Джо так удивился, что перестал играть.
— Тетушка нянчится с ее близняшками, и та, вместо того чтобы платить деньги, учит меня музыке. Вернее, наоборот: за то, что она учит меня, тетя Фанни нянчится с ее невоспитанными крикливыми дочками. А еще тетушка шьет кошельки и продает их… тут, недалеко… Я иногда ей помогаю. А деньги она делит пополам: мне — для кистей, красок, холстов — и сестре: Аннабель ходит к логопеду. Она «л» не выговаривает.
— А «р»? — Джо строго посмотрел на старушку, которая собиралась бросить к его ногам монетку, и продолжил, — букву «р» выговаривает?
Они оба засмеялись. Потому что, если кто-то в Весенних Холмах выговаривает эту букву, — значит он ее не выговаривает. И наоборот.
— Так я несу завтра иголку и нитки, хорошо? У тебя бывает… перерыв? На обед? Заодно поешь моих пирожков: меня бабушка научила стряпать. — Элька вздохнула. — Ты близко живешь?

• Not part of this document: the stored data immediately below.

PR #6040, opened 2025-09-25
feat(launchpad): add domain challenge authentication endpoints

zjy365:


frontend/providers/applaunchpad/src/pages/api/.well-known/applaunchpad-domain-challenge/[token].ts
```diff
@@ -0,0 +1,98 @@
+import type { NextApiRequest, NextApiResponse } from 'next';
+import crypto from 'crypto';
+import { jsonRes } from '../../../../services/backend/response';
```
Comment (mlhiter) [inline frontend/providers/applaunchpad/src/pages/api/.well-known/applaunchpad-domain-challenge/[token].ts:3]: there

frontend/providers/devbox/types/params.ts
```diff
@@ -10,3 +10,12 @@ export interface TemplateCallbackParams {
   templateId: string;
   [key: string]: string; // 其他可能的参数
```
mlhiter: there

PR #6049, opened 2025-09-27
fix(lifecycle): Avoid map data races for env cache when getHostEnvInCache

szediktam:
sealos panics because of ****concurrent map read and map write*** when running multi applications.
Avoid map data races for env cache when getHostEnvInCache.


cuisongliu:
Good job. Thanks your contributors !  @szediktam

PR #6181, opened 2025-11-13
feat(vlogs): add vlogs keywords escape.

bearslyricattack:
To prevent malicious injection of log queries, the enhancement of query validation through escape.

### DIFF
--- a/service/vlogs/server/query.go
+++ b/service/vlogs/server/query.go
@@ -32,7 +32,6 @@ func (v *VLogsQuery) getQuery(req *api.VlogsRequest) (string, error) {
 	v.generateDropQuery()
 	v.generateNumberQuery(req)
 	v.generateDecolorQuery()
-	fmt.Println(v.query)
 	return v.query, nil
 }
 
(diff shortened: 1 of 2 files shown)


service/vlogs/server/query.go
```diff
@@ -30,27 +31,39 @@ func (v *VLogsQuery) getQuery(req *api.VlogsRequest) (string, error) {
 	}
 	v.generateDropQuery()
 	v.generateNumberQuery(req)
+	v.generateDecolorQuery()
+	fmt.Println(v.query)
```
zijiren233: Do not continuously output sensitive information.

service/vlogs/server/query.go
```diff
@@ -160,6 +189,11 @@ var allowedNumberLevels = map[string]struct{}{
 	"s": {},
 }
 
+func isAllDigits(s string) bool {
+	_, err := strconv.Atoi(s)
+	return err != nil
+}
```
zijiren233: Function name does not match implementation.

bearslyricattack:
> Can you add a few simple `EscapeSingleQuoted` tests?

Already added.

— А разве мама не предупреждала тебя, что к незнакомцам домой ходить опасно? — Джо нахмурил брови.
— Ну какой же ты незнакомец? — Элька растерялась. — Ты… Джо, тебя все знают…
— Все никого не знают. Себя-то не знают, а уж других… Но! — Джо поднял указательный палец и подмигнул девочке. — В каждом правиле ровно столько исключений, сколько человек берет его на вооружение. И если ты не стесняешься пришивать пуговицы на виду у всех, в центре города, — неси иголку и нитки сюда.
— А, может, тогда… ты к нам придешь? Мама будет рада. Или мы с мамой — к тебе?
— Милости просим! Это недалеко, в парке за гостиницей «Марина». У меня там шалаш. Зимой, правда, прохладно бывает, особенно ночью. Но до зимы еще далеко…
— Как, Джо, ты и зимой ночуешь в шалаше? А одеяло у тебя есть? Мне купили новое, а мое любимое, мягкое и теплое, хотят выбросить. И знаешь почему? На него Глорию, нашу прежнюю кошку, стошнило, всего-то два раза…
— И где она сейчас? — Джо ткнул пальцем в небо.
Элька засмеялась.
— Сбежала. Мама даже немножко расстроилась, а папа сказал, что только теперь наша Глория узнает, что такое настоящее счастье. «Я бы тоже на ее месте предпочел изобилие помоек осточертевшему сухому корму», говорит он. Так что с одеялом? Ты не брезгливый, Джо?
— Брезгливый, когда общаюсь с неприятными людьми. Какого оно цвета? Я синий не переношу.
— Успокойся, желто-зеленое, очень красивое… Я бы ни за что с ним не рассталось, но… В общем… дарю его тебе, Джо! И тонкий матрасик у нас есть, старенький, правда, но с магнитными шариками. Для спины. Дли-и-нный.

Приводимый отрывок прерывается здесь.